Hmm, the message appears to be directed to a male clientele, and I thought that Swift’s following was largely female. I turn to my favorite observer of trends, the neighborhood newsstand. It has its finger on the market’s pulse: right now, its proprietor is selling—”they’re saturating the market”—a dozen publications about the singer, in English and Spanish. The newsstand vendor explains to me that such offerings tend to attract young girls, although there are some young boys in Swift’s fan legion as well. I explain about the hotel offering and the vendor frowns: “They’re not exactly swimming in cash. They usually come with their mom, who helps them to pick out what they buy and who usually ends up paying.”

They’re known as swifties. Fans identify with her youthfulness: Swift is 34 now, but seems younger than when she began her career, hidden underneath a cascade of curly golden locks, a pure, Nashville aesthetic. This has been Swift’s master plan: evolve country towards rock, folk, indie and electronica, only to wind up in the vast cauldron that is universal pop. Such a movement has been anything but improvised: during the last decade, she even hired the (costly) services of the Swedish King Midas, Max Martin, as her producer and co-writer.

To swifties, she is an older sister and, of course, an object of desire. In more countercultural times, she would have been viewed with suspicion: you can’t say she has suffered for her art. After the inevitable beginner’s stumbles, everything came up rosy: daughter of a well-off family who moved to the country capital to follow her dream (her father even invested in Big Machine Records, the label that eventually signed Swift).
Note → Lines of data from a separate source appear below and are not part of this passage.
PR #377, opened 2020-02-02
Unpin ldap3; optimise setup.py and manifest.in

SR4ven:
In #249 we fixed the ldap3 version to resolve a conflict when installing boofuzz.
ldap3 is not a direct requirement of boofuzz, but from Impacket which we use in the network_monitor.

Since the dependency conflict is now resolved, we can loosen up the requirement. https://github.com/SecureAuthCorp/impacket/issues/742
@jtpereyda any plans for removing the network monitor entirely? It's been marked as deprecated for at least 4 years now and only god knows if it still works in an up to date environment.

While looking at the setup.py I noticed some inconsistencies in the package excludes. We recently renamed the requests folder and this change was not applied here yet. I also cleaned the list up, removing entries, which don't have an affect with our current folder structure.
Additionally I used a more generic approach on the package_data definition and removed the license field, which is redundant as we specify it through a classifier later on. See [sample](https://github.com/pypa/sampleproject/blob/master/setup.py).

I verified that all required files are still in place for sdist and bdist_wheel. That's where I noticed that the travis.yml was included in the sdist, while all other CI related config like stickler and GitHub workflows are not. According to the [docs](https://packaging.python.org/glossary/), sdist is only supposed to hold essential source files required for installing. An exclude in the MANIFEST.in fixes this.
I took the opportunity to cleanup and restructure the manifest, sorting it by folder names.


jtpereyda:
@SR4ven LGTM; thank you!

jtpereyda:
@SR4ven Just got a test failure notification for Python 2.7. I re-ran it for now. I'm guessing it's related to the sporadic failures previously discussed rather than to this PR.

Regarding network monitor; for a while I thought nobody was using it, but I then met somebody who was. No plans to decommission it unless it's causing problems.

jtpereyda:
We could remove the "deprecated" indication; I think it still serves some purpose though I haven't used it myself in a while.

Issue #372, opened 2020-01-16
Docs: Install from source guide seems to be broken


mistressofjellyfish:
[The docs](https://boofuzz.readthedocs.io/en/stable/user/install.html#from-source) guide you to install from souce via `pip install -e .[dev] --user`, however, on newer `pip` and `setuptools` versions, at least in a virtual environment, this throws the following error:

```
  Running setup.py develop for boofuzz
    ERROR: Command errored out with exit status 1:
     command: /home/katharina/boofuzz/env/bin/python3 -c 'import sys, setuptools, tokenize; sys.argv[0] = '"'"'/home/katharina/boofuzz/setup.py'"'"'; __file__='"'"'/home/katharina/boofuzz/setup.py'"'"';f=getattr(tokenize, '"'"'open'"'"', open)(__file__);code=f.read().replace('"'"'\r\n'"'"', '"'"'\n'"'"');f.close();exec(compile(code, __file__, '"'"'exec'"'"'))' develop --no-deps --user --prefix=                                                               
         cwd: /home/katharina/boofuzz/                                                                             
    Complete output (6 lines):                                                                                     
    usage: setup.py [global_opts] cmd1 [cmd1_opts] [cmd2 [cmd2_opts] ...]                                          
       or: setup.py --help [cmd1 cmd2 ...]                                                                         
       or: setup.py --help-commands                                                                                
       or: setup.py cmd --help                                                                                     
                                                                                                                   
    error: option --user not recognized                                                                            
    ----------------------------------------    
```

I'd suggest to drop the current documentation and replace it with a guide that uses virtual environments, dropping the `--user` entirely.

SR4ven:
With the recent changes to pip, things seemed to get a little messy.

I've seen this problem before and it's related to PEP 518 build isolation in pip. The combination with the `--user` option and the editable install now results in the error shown here.
https://github.com/pypa/setuptools/issues/1405
https://github.com/jtpereyda/boofuzz/issues/326

If we omit the `--user` option, root rights will be required for installing on linux systems. I think this is because of the entrypoint script of boofuzz.

Honestly, I'm not exactly sure what method to advertise in the docs. A guide using virtualenv would at lease be mostly independent from the system and should have the best repeatability.

jtpereyda:
@SR4ven virtualenv method is probably fine and more repeatable anyway. 🤷‍♂

SR4ven:
[...]

PR #378, opened 2020-02-06
Updated install guide

mistressofjellyfish:
As by the discussion in #372, here is my proposal for the installation instructions.

I've also gone forward and introduced a few words about py3 and py2.

### DIFF
--- a/INSTALL.rst
+++ b/INSTALL.rst
@@ -4,24 +4,79 @@ Installing boofuzz
 Prerequisites
 -------------
 
-Boofuzz requires Python. Recommended installation requires ``pip``.
+Boofuzz requires Python 2.7 or ≥3.5. Recommended installation requires ``pip``.
+To ensure forward compatibility, python 3 is recommended. As a base
+requirement, the following packages are needed:
 
-Ubuntu: ``sudo apt-get install python-pip``
+Ubuntu/Debian
+  ``sudo apt-get install python3-pip python3-venv``
+OpenSuse
+  ``sudo zypper install python3-pip python3-virtualenv``
+CentOS
+  ``sudo yum install python36 python3-pip``
+
 
 Install
 -------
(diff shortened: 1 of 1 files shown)


INSTALL.rst
```diff
@@ -4,24 +4,79 @@ Installing boofuzz
...
 
-Boofuzz requires Python. Recommended installation requires ``pip``.
+Boofuzz requires Python 2.7 or ≥3.5. Recommended installation requires ``pip``.
+To ensure forward compatibility, python 3 is recommended. As a base
+requirement, the following packages are needed:
+
+Ubuntu/Debian
+  ``sudo apt-get install python3-pip python3-venv``
+OpenSuse
+  ``sudo zypper install python3-pip python3-virtualenv``
```
SR4ven: Is there no python3-venv package for OpenSuse? If not, the venv module might already be integrated in the standard Python installation. Ubuntu and Debian seem to be an exception here, outsourcing venv in a dedicated package.
https://stackoverflow.com/questions/41573587/what-is-the-difference-between-venv-pyvenv-pyenv-virtualenv-virtualenvwrappe

Also, venv is not available for Python 2, so one has to fallback to virtualenv.
The Flask [install docs](https://flask.palletsprojects.com/en/1.1.x/installation/#virtual-environments) handle this quite nicely.

mistressofjellyfish: I'll install an OpenSuse today and test it out - I haven't used anything Suse based for like 10 years, but I'll check.

mistressofjellyfish:
So after I've spent more time than I'm willing to admit on setting up a few virtual machines, I think I've got the prerequisites down now.

Turns out, if you want to install OpenSuse, you've better have some RAM (the installer used about 9 GiB).

jtpereyda:
Thanks @mistressofjellyfish and @SR4ven !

But the telling of her tale tends to emphasize what happened when she broke with Big Machine; upon losing the rights to her first six albums on the aforementioned label, she decided to start re-recording them as “Taylor’s versions”. I can hardly think of a case of such zeal when it comes to a successful artist’s defense of their own work.

Nonetheless, Swift’s central plot is the connection between her repertoire and love life, which is dutifully amplified by the media. An intimate diary takes shape via songs that, one supposes, reflect her expectations and anxieties. The miracle lies in the idea that Swift maintains one-on-one contact with millions of swifties, who faithfully decode her every stanza.
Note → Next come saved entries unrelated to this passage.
PR #392, opened 2020-02-20
Codecov

SR4ven:
I felt like it was worth a try proposing codecov.

I tried to keep the impact of this as low as possible, so there won't be any annoying comments on PRs, just two new checks indicating the coverage diff of the PR.
One check is for the whole project, the other for the patch. I wasn't quite sure about what the patch check is good for, but it's the default setting so I left it in for now. We can always disable it later if it's not needed.

If those checks fail too often, we can also adjust some parameters or make tests always succeed so that they only indicate the coverage.

[Example PR](https://github.com/SR4ven/boofuzz/pull/3)
[PR on Codecov](https://codecov.io/gh/SR4ven/boofuzz/pull/3)

TODO (if we want this feature):

- [ ] Activate Codecov on the project (already done? https://codecov.io/gh/jtpereyda/boofuzz)
- [ ] Activate the [app](https://github.com/marketplace/codecov) (Open Source version)
- [ ] Set `CODECOV_TOKEN` secret on GitHub from https://codecov.io/gh/jtpereyda/boofuzz/settings

### DIFF
--- a/.github/workflows/test.yml
+++ b/.github/workflows/test.yml
@@ -20,7 +20,7 @@ jobs:
           - os: windows-latest
             python-version: 3.5
     steps:
-    - uses: actions/checkout@v1
+    - uses: actions/checkout@v2
     - name: Set up Python ${{ matrix.python-version }}
       uses: actions/setup-python@v1
       with:
@@ -41,3 +41,7 @@ jobs:
       env:
         TOXENV: ${{ format('py{0}-{1}', steps.py_tox_version.outputs.replaced, runner.os) }}
       run: tox --skip-missing-interpreters false
+    - name: Upload coverage to Codecov
+      uses: codecov/codecov-action@v1
+      with:
+        token: ${{ secrets.CODECOV_TOKEN }}
--- a/MANIFEST.in
+++ b/MANIFEST.in
@@ -9,5 +9,5 @@ recursive-include request_definitions *.html *.py
 recursive-include unit_tests *.feature *.py
 recursive-include utils *.py
 
-exclude .readthedocs.yml .travis.yml
+exclude .readthedocs.yml .travis.yml codecov.yml
 prune docs/_build
--- a/README.rst
+++ b/README.rst
@@ -13,6 +13,8 @@ boofuzz: Network Protocol Fuzzing for Humans
     :target: https://gitter.im/jtpereyda/boofuzz
 .. image:: https://img.shields.io/badge/code%20style-black-000000.svg
     :target: https://github.com/psf/black
+.. image:: https://codecov.io/gh/jtpereyda/boofuzz/branch/master/graph/badge.svg
+    :target: https://codecov.io/gh/jtpereyda/boofuzz
 
 Boofuzz is a fork of and the successor to the venerable `Sulley`_ fuzzing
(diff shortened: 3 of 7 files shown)


jtpereyda:
Would this result in a test failure for the kind of PR where someone adds a small amount of new code to an untested section? While tests are generally helpful, I don't know if the pace of this project calls for mandatory unit testing yet. I wonder if we're still in the phase where emphasizing improvements over test coverage makes sense.

SR4ven:
Thanks for the feedback @jtpereyda, you definitely have a point there. We wouldn't want to hinder contributors adding new and untested code with failing tests.
However I think it's nice to know how much and what code is covered by our tests. Speaking for myself, this encourages me to write more tests for code that I add or change.

Two things that I've changed:
- I completely disabled the commit status which shows the patch coverage. I don't see a reason to have a separate check for that on GitHub. If anyone is interested in it, it can still be found on the codecov website.
- The commit status representing the coverage change for the whole project will never fail. It's purely informational.

In conclusion, there will be one check by codecov informing about the current coverage with a delta to the parent commit. This check will never fail. (It shouldn't at least, if it does I'll add some more settings.)

I wasn't sure whether we want to have a codecov badge showing the overall test coverage in our README.rst. Currently, we're at 58%. Thoughts?

jtpereyda:
@SR4ven Thanks. It would be nice if there was a sort of "warning" status; I haven't every seen anything like that on Github personally but it would be a perfect fit for something like this that is a helpful indicator but needs to be ignored often enough for now.

Hmm, would that badge with 58% make boo look good or bad? ;)

SR4ven:
Sadly GitHub doesn't support a warning status on checks. [Docs](https://developer.github.com/v3/checks/runs/)
That would have been really neat. As far as I know only Jenkins and GitLab support such features.

I was asking myself the same question about the badge :D
Some very brief research revealed that a common coverage goal is somewhat around 70-80%, so we're not too far off.
However, I'll leave that decision to you @jtpereyda.

Are the TODOs from this PR done?

jtpereyda:
@SR4ven Let's pass on the badge for now. I see coverage a secondary goal at this point in time since:
1. There's still a lot we'd want to change and improve in boofuzz. Higher churn increases the cost of maintaining tests.
2. A lot of code is heavy on network interactions, making the tests more difficult to write. We've seen some consequences already in the sporadically failing tests we've seen recently.

There are some aspects of functionality for which unit tests provide higher value. I would emphasize behavior related to test case generation -- e.g. a well-written unit tests could have caught #399. Unit tests are especially useful there because they protect correctness where the correctness failures are likely to go unnoticed by users.

jtpereyda:
So, removing the badge is the only todo then we can merge.

SR4ven:
@jtpereyda CI reports that the `CODECOV_TOKEN` secret is not set. https://github.com/jtpereyda/boofuzz/runs/475386830#step:8:36

These are the TODOs:

> - Activate Codecov on the project (already done? https://codecov.io/gh/jtpereyda/boofuzz)
> - Activate the app (Open Source version)
> - Set CODECOV_TOKEN secret on GitHub from https://codecov.io/gh/jtpereyda/boofuzz/settings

A hyper-professional team busies itself with guarding this flame with an overwhelming amount of merchandise, plus the amplification of each record-breaking sales figure and romantic coupling (I suspect they also control the numerous entries for Swift on Wikipedia.) I am not surprised they have monetized satisfaction for the couple who will pay $32,000 for the deluxe version of the Swift experience.